The post-hoc stage should also be handled carefully. If the global ANOVA result is unstable because of unequal variance or outliers, then post-hoc comparisons based on the same assumptions may also be unstable. The analyst should only report post-hoc results after the diagnostic concerns have been addressed.

Answer: The conclusion that the mean cure times differ should be treated as provisional. The significant \(F\) test may reflect real mean differences, but it may also be affected by unequal variances or extreme observations. The recommended actions are to investigate the extreme points, check for special causes or measurement errors, consider a variance-stabilizing transformation, and rerun the analysis with diagnostics. If unequal variance remains, use an unequal-variance method such as Welch’s ANOVA before making a final operational decision.

12.4 Discussion and Common Errors

A common error is to interpret a significant ANOVA result as:

All group means are different.

This interpretation is too strong. The correct interpretation is:

At least one group mean is different.

ANOVA is a global test. It tells us whether the population means are not all equal, but it does not identify which specific groups differ. To locate the differences, structured post-hoc comparisons are needed.

Another common error is to run many pairwise t tests at \(0.05\) without adjustment. Each test has a chance of producing a false positive. When many tests are performed, the chance of at least one false positive becomes larger than \(0.05\). This is why multiple-comparison control is needed when several pairwise comparisons are interpreted.

Misuse of assumptions is also common. Classical one-way ANOVA assumes that the groups have similar error variances. If the group variances are clearly different, the pooled estimate \(MSW\) may be misleading. In that case, the \(F\) test and the p-value may not be stable.

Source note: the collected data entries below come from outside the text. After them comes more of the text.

PR #2451, opened 2022-07-29
Fetch miri flags from cargo config

avrong:
Closes #2347

This PR introduces cargo config parsing, and in a current implementation uses `miri.flags` property if there is no `MIRIFLAGS` env variable present. Maybe the best way to do that is to have some kind of merge of the parameters in both configs, sort of like cargo configs do it by themselves depending on location.

I did not make other tests, nor changed the docs, would be happy to do that if it's better to have them :)
Didn't figure out yet how to make a independent test to check the handling of `.cargo/config.toml` flags.

PR #3875, opened 2024-09-10
Add a way to extract miri flags from --config, env and toml

### LINKED ISSUE #2347: Set MIRIFLAGS from .cargo/config.toml
You can pass flags to rustc with [`build.rustflags`](https://doc.rust-lang.org/cargo/reference/config.html#buildrustflags), and to rustdoc with [`build.rustdocflags`](https://doc.rust-lang.org/cargo/reference/config.html#buildrustdocflags).

```toml
[build]
rustflags = ["-C", "target-cpu=native"]
```

Supporting MIRIFLAGS the same way would be nice. Most of the time I want to run _every_ miri invocation for a project with a particular flag like `-Zmiri-disable-isolation`, so just setting it globally for the workspace would be ideal.

```toml
[miri]
miriflags = ["-Zmiri-disable-isolation"]
```

Related issue for MIRIFLAGS as command line arguments: https://github.com/rust-lang/miri/issues/2051

badumbatish:
Fixes #2347. 

The main driver is get_miri_flags in `cargo-miri/src/util.rs`, which follow this stratergy:
```
    // Strategy: (1) check pseudo var CARGO_ENCODED_MIRIFLAGS first (this is only set after we check for --config
    // in the cargo_dash_dash in the if else)
    //
    // if CARGO_ENCODED_MIRIFLAGS doesn't exist, we check in --config (2)
    // if --config doesn't exist, we check offical env var MIRIFLAGS (3)
    //
    // if MIRIFLAGS is non-existent, we then check for toml (4)
```

This is called once in phase_cargo_miri, then again in phase_runner.

For --config, I only retains all String that contains "miri", and then join them via " " for env.  This is because flagsplit splits based on the space character. Please let me know if this is not the procedure.

In later stage this env is resolved into Vec<String> via flagsplit().

I'm not sure how to write the test to describe this precedence of (1) over (2). Advice would be helpful :)

### DIFF
--- a/cargo-miri/src/phases.rs
+++ b/cargo-miri/src/phases.rs
@@ -181,6 +181,7 @@ pub fn phase_cargo_miri(mut args: impl Iterator<Item = String>) {
     let target_dir = get_target_dir(&metadata);
     cmd.arg("--target-dir").arg(target_dir);
 
+    eprintln!("Getting miri flags in phase_cargo_miri");
     cmd.args(get_miriflags());
     // Store many-seeds argument.
     let mut many_seeds = None;
@@ -642,6 +643,7 @@ pub fn phase_runner(mut binary_args: impl Iterator<Item = String>, phase: Runner
             }
         }
         // Respect miriflags.
+        eprintln!("Get miri flags in phase_runner");
         cmd.args(get_miriflags());
         // Set the current seed.
         if let Some(seed) = seed {
--- a/cargo-miri/src/phases.rs
+++ b/cargo-miri/src/phases.rs
@@ -641,9 +641,7 @@ pub fn phase_runner(mut binary_args: impl Iterator<Item = String>, phase: Runner
             }
         }
         // Respect miriflags.
-        if let Some(flags) = get_miriflags() {
-            cmd.args(flags);
-        }
+        cmd.args(get_miriflags());
         // Set the current seed.
         if let Some(seed) = seed {
             eprintln!("Trying seed: {seed}");
--- a/cargo-miri/src/phases.rs
+++ b/cargo-miri/src/phases.rs
@@ -181,7 +181,7 @@ pub fn phase_cargo_miri(mut args: impl Iterator<Item = String>) {
     let target_dir = get_target_dir(&metadata);
     cmd.arg("--target-dir").arg(target_dir);
 
-    eprintln!("Getting miri flags in phase_cargo_miri");
+    // eprintln!("Getting miri flags in phase_cargo_miri");
     cmd.args(get_miriflags_cargo_mini());
     // Store many-seeds argument.
     let mut many_seeds = None;
@@ -643,7 +643,7 @@ pub fn phase_runner(mut binary_args: impl Iterator<Item = String>, phase: Runner
             }
         }
         // Respect miriflags.
-        eprintln!("Get miri flags in phase_runner");
+        // eprintln!("Get miri flags in phase_runner");
         cmd.args(get_miriflags_runner());
         // Set the current seed.
         if let Some(seed) = seed {
--- a/cargo-miri/src/phases.rs
+++ b/cargo-miri/src/phases.rs
@@ -182,7 +182,7 @@ pub fn phase_cargo_miri(mut args: impl Iterator<Item = String>) {
     cmd.arg("--target-dir").arg(target_dir);
 
     eprintln!("Getting miri flags in phase_cargo_miri");
-    cmd.args(get_miriflags());
+    cmd.args(get_miriflags_cargo_mini());
     // Store many-seeds argument.
     let mut many_seeds = None;
     // *After* we set all the flags that need setting, forward everything else. Make sure to skip
@@ -644,7 +644,7 @@ pub fn phase_runner(mut binary_args: impl Iterator<Item = String>, phase: Runner
         }
         // Respect miriflags.
         eprintln!("Get miri flags in phase_runner");
-        cmd.args(get_miriflags());
+        cmd.args(get_miriflags_runner());
         // Set the current seed.
         if let Some(seed) = seed {
             eprintln!("Trying seed: {seed}");
--- a/cargo-miri/src/phases.rs
+++ b/cargo-miri/src/phases.rs
@@ -640,25 +640,15 @@ pub fn phase_runner(mut binary_args: impl Iterator<Item = String>, phase: Runner
                 cmd.arg(arg);
             }
         }
-        // Respect `MIRIFLAGS`.
-        if let Ok(a) = env::var("MIRIFLAGS") {
-            let args = flagsplit(&a);
-            cmd.args(args);
+        // Respect miriflags.
+        if let Some(flags) = get_miriflags() {
+            cmd.args(flags);
         }
         // Set the current seed.
         if let Some(seed) = seed {
             eprintln!("Trying seed: {seed}");
             cmd.arg(format!("-Zmiri-seed={seed}"));
         }
-<<<<<<< HEAD
-=======
-    }
-
-    // Respect flags.
-    if let Some(flags) = get_miriflags() {
-        cmd.args(flags);
-    }
->>>>>>> 7e32c0f90 (Fetch miri flags from cargo config)
 
         // Then pass binary arguments.
         cmd.arg("--");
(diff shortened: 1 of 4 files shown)


badumbatish:
hmmm hahha ok maybe i should have retained "-Zmiri" instead of just miri. The latter makes file name and other things gets tangled in

badumbatish:
after debugging i found out that in phase_cargo_miri if i try to extract MIRIFLAGS (a.k.a choice (3)) from env then some of the program will fail like this
```
FAILED TEST: tests/pass-dep/num_cpus.rs
command: "Dependencies"

full stderr:

   0: [91mfailed to compile dependencies:
      command: env -u RUSTFLAGS "/home/jjasmine/Developer/github/miri/target/debug/cargo-miri" "miri" "run" "--target-dir" "/home/jjasmine/Developer/github/miri/target/miri_ui" "--manifest-path" "test_dependencies/Cargo.toml" "--target=x86_64-unknown-linux-gnu" "--locked" "--message-format=json"
      stderr:
      Getting miri flags in phase_cargo_miri
      Choice 3
       -Zmiri-provenance-gc=1
      error: unknown `-Z` flag specified: miri-provenance-gc

      For available unstable features, see https://doc.rust-lang.org/nightly/cargo/reference/unstable.html
      If you intended to use an unstable rustc feature, try setting `RUSTFLAGS="-Zmiri-provenance-gc"`


      stdout:[0m
```
 but if i seperate them into so that in phase_cargo_miri I only perform choice (1) and (2) and then in phase_runner the rest then the ui test passes fine.  I think I'm missing sth important?

badumbatish:
heheh now i know how to ask for review

RalfJung:
Yeah I've seen the PR. :) Thanks for creating it!

It's quite busy in my life currently though, so I can't promise when I will get around to take a look at this.

cargo-miri/src/phases.rs
```diff
@@ -181,6 +181,8 @@ pub fn phase_cargo_miri(mut args: impl Iterator<Item = String>) {
     let target_dir = get_target_dir(&metadata);
     cmd.arg("--target-dir").arg(target_dir);
 
+    // eprintln!("Getting miri flags in phase_cargo_miri");
```
tiif, line 184: This commented ``eprintln`` might need to be removed. 

But I am not the maintainer and this PR might be on a draft state, so this is just a reminder. :)

badumbatish: haha yes I'll remove it on the next iteration :) ty for the review

cargo-miri/src/util.rs
```diff
@@ -88,6 +88,77 @@ pub fn escape_for_toml(s: &str) -> String {
     format!("\"{s}\"")
 }
 
+pub fn flagsplit(flags: &str) -> Vec<String> {
+    // This code is taken from `RUSTFLAGS` handling in cargo.
+    // Taken from miri-script util.rs
```
RalfJung, line 93: That last part is not true, this function already existed here? You just moved it up. Why did you move it?

cargo-miri/src/util.rs
```diff
@@ -88,6 +88,77 @@ pub fn escape_for_toml(s: &str) -> String {
...
+    flags.split(' ').map(str::trim).filter(|s| !s.is_empty()).map(str::to_string).collect()
+}
+
+pub fn get_miriflags_cargo_mini() -> Vec<String> {
```
RalfJung, line 97: Please add a doc comment explaining what this does. (Seems like you have a bunch of that inside the function, but that's now how doc comments work in Rust.)

Why "mini"?

cargo-miri/src/util.rs
```diff
@@ -88,6 +88,77 @@ pub fn escape_for_toml(s: &str) -> String {
...
+    // Respect `MIRIFLAGS` and `miri.flags` setting in cargo config.
+    // If MIRIFLAGS is present, flags from cargo config are ignored.
+    // This matches cargo behavior for RUSTFLAGS.
```
RalfJung, line 100: Please add a link to where this behavior is documented for cargo.

cargo-miri/src/util.rs
```diff
@@ -88,6 +88,77 @@ pub fn escape_for_toml(s: &str) -> String {
...
+    //
+    // Strategy: (1) check pseudo var CARGO_ENCODED_MIRIFLAGS first (this is only set after we check for --config
+    // in the cargo_dash_dash in the if else)
```
RalfJung, line 103: Now I am confused, this doesn't match the previous paragraph.

cargo-miri/src/util.rs
```diff
@@ -88,6 +88,77 @@ pub fn escape_for_toml(s: &str) -> String {
...
+    //
+    // if CARGO_ENCODED_MIRIFLAGS doesn't exist, we check in --config (2)
+    // if --config doesn't exist, we check offical env var MIRIFLAGS (3)
+    //
+    // if MIRIFLAGS is non-existent, we then check for toml (4)
+    if let Ok(cargo_encoded_miri_flags) = env::var("CARGO_ENCODED_MIRIFLAGS") {
+        // (1)
+        // eprintln!("Choice 1");
+        flagsplit(cargo_encoded_miri_flags.as_str())
```
RalfJung, line 112: This doesn't make sense, "ENCODED" env vars shouldn't get `flagsplit`. They use a different format that doesn't rely on whitespace.

cargo-miri/src/util.rs
```diff
@@ -88,6 +88,77 @@ pub fn escape_for_toml(s: &str) -> String {
...
+    } else if cargo_extra_flags().iter().any(|s| s.contains(&"-Zmiri".to_string())) {
```
RalfJung, line 113: What are you trying to do here? `cargo_extra_flags` will never contain any `-Zmiri`. Please read the doc comment of the functions you call.

cargo-miri/src/util.rs
```diff
@@ -88,6 +88,77 @@ pub fn escape_for_toml(s: &str) -> String {
...
+            .collect::<Vec<String>>();
+        let miri_flags_string = miri_flags_vec.join(" ");
+        env::set_var("CARGO_ENCODED_MIRIFLAGS", miri_flags_string);
+        miri_flags_vec
+    } else {
+        Vec::default()
+    }
+}
+pub fn get_miriflags_runner() -> Vec<String> {
+    // TODO: I quite not understand what Carl Jung means by Oh and please add a link to https://doc.rust-lang.org/cargo/reference/config.html#buildrustflags.
```
RalfJung, line 129: Who is Carl Jung?

cargo-miri/src/phases.rs
```diff
@@ -181,6 +181,8 @@ pub fn phase_cargo_miri(mut args: impl Iterator<Item = String>) {
...
+    cmd.args(get_miriflags_cargo_mini());
```
RalfJung, line 185: So you are taking the miri flags and passing them to cargo...? How does that make sense?

RalfJung (commented):
Thanks for the PR! However, I'm afraid I mostly don't understand what you are trying to do here...

We want to either compute the flags in `phase_runner`, or compute them once upfront in `phase_cargo_miri`. You currently have complicated logic in both places which definitely is not the right approach. Probably doing it once upfront is better, since computing the flags will be more expensive now.

So, in `phase_cargo_miri` we compute the flags (details TBD, should work exactly like RUSTFLAGS). We take the result and store it in CARGO_ENCODED_MIRIFLAGS, using the usual ENCODED format cargo uses (documented e.g. [here](https://doc.rust-lang.org/cargo/reference/environment-variables.html)). Then phase_runner simply has to read that env var and set the arguments.

cargo-miri/src/util.rs
badumbatish: I am very sorry, I meant to say Ralf Jung. Again, deeply sorry about this...

RalfJung: Ah, no worries :)

cargo-miri/src/util.rs
badumbatish: An overside on my part, I'll put it back before definition of exec(), must have pressed d or x when in visual mode

cargo-miri/src/util.rs
badumbatish: Hi Ralf, this is from PR #2451 https://github.com/rust-lang/miri/pull/2451/files#diff-922365a8fd004632c70c2426b2851c89ed2e13229b7e7693550b87f00b100badR552 for the function get_miriflags().

I'll remove this block of comment from this function.

The comment can be made clearer by specifying `flags from cargo config` to `flags from .cargo/config.toml` (configuration file instead of --config option) since we run this in `get_miriflags_runner`
```rust
    let mut cmd = cargo();
    cmd.args(["-Zunstable-options", "config", "get", "miri.flags", "--format=json-value"]);
```

The behavior is from https://doc.rust-lang.org/cargo/reference/config.html#command-line-overrides

> Cargo also accepts arbitrary configuration overrides through the --config command-line option. The argument should be in TOML syntax of KEY=VALUE:
`cargo --config net.git-fetch-with-cli=true fetch`
The --config option may be specified multiple times, in which case the values are merged in left-to-right order, using the same merging logic that is used when multiple configuration files apply. 
Configuration values specified this way take precedence over environment variables, which take precedence over configuration files.

We check the arguments from --config first, then environment variable, then check the configuration files via `cargo config get`.

I couldn't find the evidence for `This matches cargo behavior for RUSTFLAGS.` Should I remove that line?

cargo-miri/src/util.rs
badumbatish: A misplaced of comment from previous PR that I forgot to remove. Sorry about that

cargo-miri/src/util.rs
badumbatish: From https://doc.rust-lang.org/cargo/reference/environment-variables.html

> CARGO_ENCODED_RUSTFLAGS — A list of custom flags separated by 0x1f (ASCII Unit Separator) to pass to all compiler invocations that Cargo performs.

I'll change this soon. Keeping this unresolved. Thank you

badumbatish:
Apologies for the delay. I'm jampacked with classes, exams and projects right now. I'll get back to it soon. Really sorry for this

RalfJung:
Thanks for the update, and no worries. :)

RalfJung:
@badumbatish I'll close this for now due to inactivity. Feel free to reopen the PR if you want to get back to this. :)

Note: do *not* push to the branch while the PR is closed. Github will only let you reopen the PR if the branch is exactly in the current state (commit 914bda3d31fa1cc39ef809dff639e46fe1001ed8).

badumbatish:
Sounds good! Sorry for your inconvience ~~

Small sample sizes also require caution. When each group has only a few observations, normality checks may not be very informative. A normal probability plot may not clearly show whether the normal-error assumption is reasonable. In this case, good design, careful measurement, and sufficient replication are more important than treating diagnostics as a simple pass-or-fail rule.

Another reporting error is to present only the p-value. A useful ANOVA report should include:

the factor and its levels;
the sample size in each group;
the group means and standard deviations;
the ANOVA table, including df, SS, MS, \(F\), and p-value;
an effect-size or practical magnitude summary.

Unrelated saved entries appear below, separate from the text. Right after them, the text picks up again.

PR #3881, opened 2024-09-13
./miri run: directly run binary instead of using 'cargo run'

RalfJung:
This avoids re-building miri without dev dependencies, so it makes `./miri run` a lot faster if `./miri test` was already executed before.


RalfJung:
Hm, it works everywhere except on Windows... but the file path seems right. The error code translates to `0xC0000135`. Apparently this can mean STATUS_DLL_NOT_FOUND? Damn... we set `-C link-args=-Wl,-rpath,` which successfully prevents similar errors on Unix. What can we do on Windows if we don't want to use `cargo run` to run this binary?

Cc @ChrisDenton

RalfJung:
Maybe using `rustup run` suffices...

If post-hoc comparisons are reported, the comparison family and adjustment method should also be stated. Conclusions should be written in terms of estimated mean differences and their uncertainty, not only in terms of significance.

12.5 Summary

One-way ANOVA is used to compare \(k\) population means under one categorical factor. It is useful in industrial engineering and management problems where several treatments, suppliers, machine settings, shift teams, or service policies must be compared.

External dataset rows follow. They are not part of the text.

PR #3884, opened 2024-09-13
detect when pthread_cond_t is moved

### LINKED ISSUE #3749: pthreads synchronization primitives: detect mutex/rwlock/... being moved to a different location

Mandragorian:
Closes #3749

### DIFF
--- a/src/shims/unix/sync.rs
+++ b/src/shims/unix/sync.rs
@@ -206,7 +206,7 @@ fn translate_kind<'tcx>(ecx: &MiriInterpCx<'tcx>, kind: i32) -> InterpResult<'tc
 // - id: u32
 
 #[derive(Debug)]
-/// Additional data that may be used by shim implementations.
+/// Additional data that we attach with each rwlock instance.
 pub struct AdditionalRwLockData {
     /// The address of the rwlock.
     pub address: u64,
@@ -286,6 +286,19 @@ fn condattr_get_clock_id<'tcx>(
     .to_i32()
 }
 
+fn translate_clock_id<'tcx>(ecx: &MiriInterpCx<'tcx>, raw_id: i32) -> InterpResult<'tcx, ClockId> {
+    // To ensure compatibility with PTHREAD_COND_INITIALIZER on all platforms,
+    // we can't just compare with CLOCK_REALTIME: on Solarish, PTHREAD_COND_INITIALIZER
+    // makes the clock 0 but CLOCK_REALTIME is 3.
+    Ok(if raw_id == ecx.eval_libc_i32("CLOCK_REALTIME") || raw_id == 0 {
+        ClockId::Realtime
+    } else if raw_id == ecx.eval_libc_i32("CLOCK_MONOTONIC") {
+        ClockId::Monotonic
+    } else {
+        throw_unsup_format!("unsupported clock id: {raw_id}");
+    })
+}
+
 fn condattr_set_clock_id<'tcx>(
     ecx: &mut MiriInterpCx<'tcx>,
     attr_ptr: &OpTy<'tcx>,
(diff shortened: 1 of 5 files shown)


src/shims/unix/sync.rs
```diff
@@ -206,7 +206,7 @@ fn translate_kind<'tcx>(ecx: &MiriInterpCx<'tcx>, kind: i32) -> InterpResult<'tc
 // - id: u32
 
 #[derive(Debug)]
-/// Additional data that may be used by shim implementations.
+/// Additional data that we attach with each rwlock instance.
```
Mandragorian, line 209: I also changed this documentation comment since `AdditionalRwLockData` is now something internal to the shim implementation, so the previous wording felt a bit off.

src/shims/unix/sync.rs
```diff
@@ -364,25 +364,32 @@ fn cond_clock_offset<'tcx>(ecx: &MiriInterpCx<'tcx>) -> u64 {
     offset
 }
 
+#[derive(Debug)]
+/// Additional data that we attach with each cond instance.
+struct AdditionalCondData {
+    /// The address of the cond.
+    address: u64,
```
RalfJung, line 371: Please also store the clock kind in here instead of in-memory, similar to what you did with the mutex kind.

src/shims/unix/sync.rs
```diff
@@ -355,20 +361,30 @@ fn cond_clock_offset<'tcx>(ecx: &MiriInterpCx<'tcx>) -> u64 {
...
+            matches!(id, ClockType::Realtime),
             "PTHREAD_COND_INITIALIZER is incompatible with our pthread_cond layout: clock is not CLOCK_REALTIME"
         );
     }
 
     offset
 }
 
+#[derive(Debug, Clone, Copy)]
+enum ClockType {
```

The method separates total variation into two parts:

\[SST = SSB + SSW.\]

Here, \(SSB\) measures variation between group means, while \(SSW\) measures variation within groups.

The test statistic is the \(F\)-ratio:

\[F = \frac{MSB}{MSW}.\]

A large \(F\) value means that the group means are separated relative to the within-group variation. This gives stronger evidence that the population means are not all equal.

The global ANOVA test answers the question:

Is there evidence that at least one group mean is different?

It does not answer:

Which specific groups are different?

For that reason, post-hoc comparisons may be needed after a significant ANOVA result. These comparisons should control the false-positive risk caused by multiple testing.

Finally, ANOVA conclusions should be supported by diagnostics. Residual plots, boxplots, groupwise standard deviations, and normal probability plots help assess whether the assumptions of independence, similar variances, and approximately normal errors are reasonable for the intended inference.